** Opening DATA FOR ANALYSIS block **

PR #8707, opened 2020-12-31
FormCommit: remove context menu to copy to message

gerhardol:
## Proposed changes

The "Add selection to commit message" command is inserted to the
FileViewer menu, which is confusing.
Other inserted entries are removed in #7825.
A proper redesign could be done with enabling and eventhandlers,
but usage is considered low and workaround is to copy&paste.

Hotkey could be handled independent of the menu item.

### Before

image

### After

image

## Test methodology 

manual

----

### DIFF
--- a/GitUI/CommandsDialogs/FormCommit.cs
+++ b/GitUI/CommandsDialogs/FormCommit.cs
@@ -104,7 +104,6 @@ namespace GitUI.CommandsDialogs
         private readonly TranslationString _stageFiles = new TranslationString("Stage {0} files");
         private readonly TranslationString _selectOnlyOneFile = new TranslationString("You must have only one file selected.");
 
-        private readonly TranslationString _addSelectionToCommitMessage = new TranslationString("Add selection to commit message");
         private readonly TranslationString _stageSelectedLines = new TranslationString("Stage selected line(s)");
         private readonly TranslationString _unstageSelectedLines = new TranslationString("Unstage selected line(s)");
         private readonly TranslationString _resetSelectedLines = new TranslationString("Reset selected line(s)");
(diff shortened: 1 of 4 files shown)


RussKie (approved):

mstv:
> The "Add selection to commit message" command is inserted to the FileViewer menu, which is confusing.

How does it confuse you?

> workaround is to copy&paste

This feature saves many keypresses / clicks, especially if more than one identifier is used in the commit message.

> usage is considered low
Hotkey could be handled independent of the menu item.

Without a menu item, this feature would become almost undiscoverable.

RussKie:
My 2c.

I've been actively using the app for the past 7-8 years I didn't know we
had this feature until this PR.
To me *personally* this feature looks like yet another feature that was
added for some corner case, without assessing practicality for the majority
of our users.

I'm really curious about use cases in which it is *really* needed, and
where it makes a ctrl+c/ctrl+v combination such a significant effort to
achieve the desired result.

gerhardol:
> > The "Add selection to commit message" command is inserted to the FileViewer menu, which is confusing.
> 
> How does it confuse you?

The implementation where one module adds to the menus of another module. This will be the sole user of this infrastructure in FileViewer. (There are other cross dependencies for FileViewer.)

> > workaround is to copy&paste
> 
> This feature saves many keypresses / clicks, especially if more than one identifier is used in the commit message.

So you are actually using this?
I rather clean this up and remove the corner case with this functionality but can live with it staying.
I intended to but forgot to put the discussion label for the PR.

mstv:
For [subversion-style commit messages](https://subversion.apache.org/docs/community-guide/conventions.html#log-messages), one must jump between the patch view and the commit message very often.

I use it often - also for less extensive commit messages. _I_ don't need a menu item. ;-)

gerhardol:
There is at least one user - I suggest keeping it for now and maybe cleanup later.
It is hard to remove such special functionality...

** Closing DATA FOR ANALYSIS block **

When you reach the end of the data above, set it all down again unchanged.

PR #8707, opened 2020-12-31
FormCommit: remove context menu to copy to message

gerhardol:
## Proposed changes

The "Add selection to commit message" command is inserted to the
FileViewer menu, which is confusing.
Other inserted entries are removed in #7825.
A proper redesign could be done with enabling and eventhandlers,
but usage is considered low and workaround is to copy&paste.

Hotkey could be handled independent of the menu item.

### Before

image

### After

image

## Test methodology 

manual

----

### DIFF
--- a/GitUI/CommandsDialogs/FormCommit.cs
+++ b/GitUI/CommandsDialogs/FormCommit.cs
@@ -104,7 +104,6 @@ namespace GitUI.CommandsDialogs
         private readonly TranslationString _stageFiles = new TranslationString("Stage {0} files");
         private readonly TranslationString _selectOnlyOneFile = new TranslationString("You must have only one file selected.");
 
-        private readonly TranslationString _addSelectionToCommitMessage = new TranslationString("Add selection to commit message");
         private readonly TranslationString _stageSelectedLines = new TranslationString("Stage selected line(s)");
         private readonly TranslationString _unstageSelectedLines = new TranslationString("Unstage selected line(s)");
         private readonly TranslationString _resetSelectedLines = new TranslationString("Reset selected line(s)");
(diff shortened: 1 of 4 files shown)


RussKie (approved):

mstv:
> The "Add selection to commit message" command is inserted to the FileViewer menu, which is confusing.

How does it confuse you?

> workaround is to copy&paste

This feature saves many keypresses / clicks, especially if more than one identifier is used in the commit message.

> usage is considered low
Hotkey could be handled independent of the menu item.

Without a menu item, this feature would become almost undiscoverable.

RussKie:
My 2c.

I've been actively using the app for the past 7-8 years I didn't know we
had this feature until this PR.
To me *personally* this feature looks like yet another feature that was
added for some corner case, without assessing practicality for the majority
of our users.

I'm really curious about use cases in which it is *really* needed, and
where it makes a ctrl+c/ctrl+v combination such a significant effort to
achieve the desired result.

gerhardol:
> > The "Add selection to commit message" command is inserted to the FileViewer menu, which is confusing.
> 
> How does it confuse you?

The implementation where one module adds to the menus of another module. This will be the sole user of this infrastructure in FileViewer. (There are other cross dependencies for FileViewer.)

> > workaround is to copy&paste
> 
> This feature saves many keypresses / clicks, especially if more than one identifier is used in the commit message.

So you are actually using this?
I rather clean this up and remove the corner case with this functionality but can live with it staying.
I intended to but forgot to put the discussion label for the PR.

mstv:
For [subversion-style commit messages](https://subversion.apache.org/docs/community-guide/conventions.html#log-messages), one must jump between the patch view and the commit message very often.

I use it often - also for less extensive commit messages. _I_ don't need a menu item. ;-)

gerhardol:
There is at least one user - I suggest keeping it for now and maybe cleanup later.
It is hard to remove such special functionality...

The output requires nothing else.